**Instructions for the task:** Go line by line through the data below and count those with the string "sure". Give the number only.

- - - - - - -

PR #152, opened 2022-10-18
Adds new CAIP as superset of CAIP-10

bumblefudge:


oed:
Why can't this be an update to caip10?

oed:
If these changes are backwards compatible we should just update caip10 since it's still in draft stage.

bumblefudge:
> If these changes are backwards compatible

I thought Ceramic's implementation failed validation when `.` or `%` was present? I'm not sure what legacy compatibility issues it would create for other implementers (WC, Spruce, etc.), but this "supersession" approach was the concensus when we talked about it 2 or 3 editorial meetings ago... let's discuss Thursday at the next one!

oed:
We use the js-caip library. I'm sure it can be updated to support this
change?

*Joel Thorstensson *
Tech co-founder,
[image: 3Box Labs] <https://3boxlabs.com>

- - - - - - -

**Solution for this task:** 2